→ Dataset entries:
PR #1702, opened 2018-04-15
minor sexp subsystem cleanup

Goober5000:
Synchronize the two subsystem-of-ship checks in sexp.cpp and sexp_tree.cpp.  Mostly this is just adding OP_BEAM_FLOATING_FIRE to sexp_tree.cpp because whoever added that sexp forgot to add it there.


Goober5000:
Okay, done.

asarium:
The Appveyor issue was fixed so updating this to the current master version would have fixed that.

PR #1709, opened 2018-04-20
Finish shield system editor dialog in qtFRED

jg18:


qtfred/src/mission/Editor.cpp
```diff
@@ -3118,5 +3110,71 @@ int Editor::global_error_check_mixed_player_wing(int w) {
 
 	return 0;
 }
+
+bool Editor::compareShieldSysData(const std::vector<int>& teams, const std::vector<int>& types) const {
+	Assert(Shield_sys_teams.size() == teams.size());
+	Assert(Shield_sys_types.size() == types.size());
+	if (Shield_sys_teams.size() != teams.size() || Shield_sys_types.size() != types.size()) {
```
asarium: This check is unnecessary. This only need this `if` statement or the `Assert` not both.

qtfred/src/mission/Editor.cpp
```diff
@@ -3118,5 +3110,71 @@ int Editor::global_error_check_mixed_player_wing(int w) {
...
+
+void Editor::exportShieldSysData(std::vector<int>& teams, std::vector<int>& types) const {
+	teams = Shield_sys_teams;
+	types = Shield_sys_types;
+}
+
+void Editor::importShieldSysData(const std::vector<int>& teams, const std::vector<int>& types) {
+	Assert(Shield_sys_teams.size() == teams.size());
+	Assert(Shield_sys_types.size() == types.size());
+	if (Shield_sys_teams.size() != teams.size() || Shield_sys_types.size() != types.size()) {
```
asarium: Same as above.

asarium:
I just tested the code and it looks pretty good but I noticed that the radio boxes on the right side do not have an initial state like they had in the original FRED.

jg18:
"The dialog looks the same" as in looks correct? Or incorrect?

qtfred/src/mission/Editor.cpp
jg18: I'm not so sure it's unreasonable to have both checks. The asserts will fail noisily in debug mode and the if-check will fail silently in release mode. That said, if you want only one of the two, I'll take the asserts since at least those will fail noisily.

asarium:
I mean that it looks the same as the FRED dialog which means it is correct. I just used different configurations for FRED and qtFRED which caused the difference in appearance.

qtfred/src/mission/Editor.cpp
asarium: Well, the idea behind an assert is that it checks something that should always be true. If you then repeat the check outside of an `Assert` statement it means that the condition may be false in some circumstances which means that there may be a coding error somewhere.

PR #1718, opened 2018-04-28
Fix fog rendering in forward renderer

### LINKED ISSUE #1717: If deferred lighting is disabled, nebula fogging does not work
See attached screenshot.  This can most easily be seen by loading up Mystery of the Trinity and looking in the direction of the debris field.

The command-line is:
C:\GOG Games\Freespace 2\fs2_open_3_8_1_AVX.exe -mod "MediaVPs_2014" -nospec -nomotiondebris
-nonormal -noheight -nolightshafts -no_deferred

Removing -no_deferred fixes the fogging.

screen0110

screen0109

asarium:
There were actually two bugs here that were fixed:
1. The model draw list code disabled the fog rendering when it thought
it was it deferred rendering mode but did not account for explicitly
disabling the deferred renderer.
2. The fog effect was applied to both the emissive color and the base
color simultaneously which caused visual errors when rendering fogged
objects using the deferred renderer.

This fixes #1717.

### DIFF
--- a/code/def_files/data/effects/main-f.sdr
+++ b/code/def_files/data/effects/main-f.sdr
@@ -381,8 +381,10 @@ void main()
  #ifdef FLAG_DIFFUSE_MAP
 	if(blend_alpha == 1) finalFogColor *= baseColor.a;
  #endif
-	baseColor.rgb = mix(baseColor.rgb, finalFogColor, vertIn.fogDist);
-	emissiveColor.rgb = mix(emissiveColor.rgb, finalFogColor, vertIn.fogDist);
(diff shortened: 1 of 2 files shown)


Goober5000:
I tried out the changes and they do indeed fix the fogging.

Not sure I can contribute to a code review though, as I'm not familiar with the graphics stuff.

asarium:
Well, it's not like we have a lot of other graphics coders with the free time required for doing code reviews on graphics related code.

Goober5000:
I'll ping @SCP_dev in Discord.  If nobody responds after a few days I'll approve the review as based on the results.

PR #1721, opened 2018-05-02
Fix scrambling unicode messages

### LINKED ISSUE #1720: scrambled messages deforms unicode strings
Either by sexp or by EMP, if the player has scrambled messages it will deform the unicode string. In retail, the deformed characters will just not draw, but in scripts it will bring the game to a halt.

Test Mod by Novachen below:
[ScrambledMessage.zip](https://github.com/scp-fs2open/fs2open.github.com/files/1959235/ScrambledMessage.zip)

asarium:
The code did not account for unicode escape sequences when inserting
scrambling characters which distorted the text and fequently caused
invalid UTF-8 sequences to appear in the text. This fixes that by
using the text iterators already present in the game code. I needed to
rewrite the logic of this block a bit since the previous logic could not
be converted to the way we need to handle unicode sequences at the
moment.

This fixes #1720.

### DIFF
--- a/code/globalincs/pstypes.h
+++ b/code/globalincs/pstypes.h
@@ -261,14 +261,14 @@ extern int Global_error_count;
 // Disabling this functionality is dangerous, crazy values can run rampent unchecked and the longer its disabled
 // the more likely you are to have problems getting it working again.
 #if defined(NDEBUG)
-#	define Assert(expr) do { ASSUME(expr); } while (0)
+#	define Assert(expr) do { ASSUME(expr); } while (false)
 #else
 #	define Assert(expr) do {\
 		if (!(expr)) {\
 			os::dialogs::AssertMessage(#expr,__FILE__,__LINE__);\
 		}\
 		ASSUME( expr );\
-	} while (0)
+	} while (false)
 #endif
 /*******************NEVER COMMENT Assert ************************************************/
 
--- a/code/globalincs/toolchain/clang.h
+++ b/code/globalincs/toolchain/clang.h
@@ -32,7 +32,7 @@
 #define ASSUME(x)
 
 #if defined(NDEBUG)
-#	define Assertion(expr, msg, ...)  do { } while (0)
+#	define Assertion(expr, msg, ...)  do { } while (false)
 #else
 /*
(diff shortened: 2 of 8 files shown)


Goober5000:
I'm not exactly familiar with the Unicode iterators, but this looks straightforward enough.  I haven't tested it though.

You mentioned on #1720 that messages with voice files are harder to scramble using the Unicode API, but it looks like this PR addresses both cases.  Is there anything that remains unaddressed?

asarium:
No, this PR fixes the entire issue.

Goober5000:
Has @AxemP tested this patch?  I'm willing to approve it if he's satisfied.  Otherwise I looked it over again and it all looked in order.

One requested change though.  It looks like clang is not only reformatting blocks but also function definitions:
```
void message_maybe_distort_text(char* text, int shipnum) {
```
Can that be fixed so that the opening brace is on the following line?

AxemP:
I haven't tested the patch and this was actually more for Novachen's localization projects. Might want to get in contact with them then to see what builds they need

asarium:
@Goober5000 I fixed the formatting issue. FYI, GitHub has a review feature where you can comment on a specific line. That makes it easier to find the right location to fix the issue.

Goober5000:
@asarium Right, yes, I forgot I could do that.

I'll ping Novachen to test this patch.

NovachenFS2:
I will look into that.

Only to be sure and if i understand this correctly. There is no other behavior between scrambled messages with and without voice files? Because that would be an important information for a mission that cover all scenarios in a translation i can think of.

asarium:
The code does some special things if the message has a voice file since the scrambled parts of the text should be the same as the scrambled part of the sound file. However, there is no functional difference between both cases that would be relevant for a mission designer.

Do you know how to compile your own builds? If not I can start some test builds with these changes so you don't have to figure out how to use Visual Studio.

NovachenFS2:
Yes, i know how to compile builds :).

I will do that after my work in the evening. So in 4-5 hours. (it is 3 PM here right now)

Goober5000:
I'll merge this.  @NovachenFS2, you can open a separate issue for FRED2 saving missions in UTF-8 and someone will take a look.

PR #1723, opened 2018-05-03
Enable legacy config mode if legacy config is newer

asarium:
There were some reports that using a newer launcher together with an
outdated launcher was causing some issues since the new launcher would
write the new config file which would cause FSO to ignore the changes of
the old launcher since the new config file already exists.

This fixes that by adding a check for when the config locations were
last modified. On Linux and Mac it checks when the old config locations
were modified last while on Windows it checks the registry to determine
if there was a change after the new config file was created.

### DIFF
--- a/code/cfile/cfile.cpp
+++ b/code/cfile/cfile.cpp
@@ -38,9 +38,6 @@
 
 char Cfile_root_dir[CFILE_ROOT_DIRECTORY_LEN] = "";
 char Cfile_user_dir[CFILE_ROOT_DIRECTORY_LEN] = "";
-#ifdef SCP_UNIX
-char Cfile_user_dir_legacy[CFILE_ROOT_DIRECTORY_LEN] = "";
-#endif
 
 // During cfile_init, verify that Pathtypes[n].index == n for each item
 // Each path must have a valid parent that can be tracable all the way back to the root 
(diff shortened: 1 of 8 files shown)


ngld:
Sounds like a very good idea! However, checking the cmdline file / registry key might be more reliable than checking the configuration.
Knossos only modifies `fs2_open.ini` if the user changed FSO settings while the `cmdline_fso.cfg` is written before each launch. Apparently wxLauncher always writes both files. Not sure about the other launchers but I'd guess they also would modify the cmdline before launching FSO.

asarium:
If Knossos only writes the configuration when it the FSO settings are changed from within Knossos then how would it handle changes done by wxLauncher?

I guess the legacy mode check could be made more robust by also including the modification time of `cmdline_fso.cfg` but I also don't want to over engineer this problem.

ngld:
The settings screen parses the `fs2_open.ini` and once the user clicks on Save the `fs2_open.ini` is updated with the new values. Knossos never uses these values (or saves them) outside of the settings screen. Changes made through wxLauncher would just appear in Knossos as if they'd been done there.

asarium:
I guess that makes sense. I added a check for the modification time of `cmdline_fso.cfg` which chooses whatever file was modified more recently in case one of the files is not changed by the launcher.

PR #1726, opened 2018-05-07
make the set-bit and is-bit-set operators fail gracefully

Goober5000:
These operators used to warn and return NAN if they were given a bit index out of range.  For FREDding convenience, out-of-range bit indexes are now a no-op.  This is particularly helpful in the situation where a FREDder needs to evaluate an extended bit array, one 32-bit chunk at a time, e.g.

0-31 bits: offset 0
32-63 bits: offset -32
64-95 bits: offset -64
96-127 bits: offset -96

Because the sexp system always evaluates every argument, three out of four branches were always evaluated with invalid bit indexes (negative or too large) even if the sexp logic only used one branch.  The new method silently bypasses this behavior.

### DIFF
--- a/code/parse/sexp.cpp
+++ b/code/parse/sexp.cpp
@@ -4262,8 +4262,9 @@ int sexp_set_bit(int node, bool set_it)
 
 	if (bit_index < 0 || bit_index > 31)
 	{
-		Warning(LOCATION, "Bit index %d out of range!  Must be between 0 and 31.", bit_index);
-		return SEXP_NAN;
+		// out of range, so just return the original value
+		// (we used to warn, but it's more convenient to FREDders to fail gracefully)
+		return val;
 	}
 
 	if (set_it)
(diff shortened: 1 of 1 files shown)


asarium:
Wouldn't this break existing missions that somehow depend on the NaN return value?

Goober5000:
Those missions would need to have a situation where both of the following conditions were true:
a) A bit index was being used that was sometimes in range and sometimes out of range
b) The proper operation of the sexp depended on *delayed evaluation* of the out-of-range value.

There are very few cases where you would even need condition b).  The distance sexp is the most frequently used example of such a sexp, and even there, delayed evaluation is only used for unusual specific scenarios, such as a ship coming close to something, moving farther away, and then coming close again.  I can't think of any reason a FREDder would need a bit index to do this.

Also, I think we can safely say that no FREDder has used this scenario because otherwise they would have complained about the `Warning` message popping up every frame (albeit only in debug builds).

In any case, this does not change the truth value of the sexp.  SEXP_NAN is treated as false except for the delayed evaluation side-effect.  This just changes it to an immediate false.

asarium:
Ok, thanks for the clarification.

→ Assignment: Exactly the lines from the one containing "Also, I think" to the final line of the entries must be restated, and no others.

→ Exercise output:
Also, I think we can safely say that no FREDder has used this scenario because otherwise they would have complained about the `Warning` message popping up every frame (albeit only in debug builds).

In any case, this does not change the truth value of the sexp.  SEXP_NAN is treated as false except for the delayed evaluation side-effect.  This just changes it to an immediate false.

asarium:
Ok, thanks for the clarification.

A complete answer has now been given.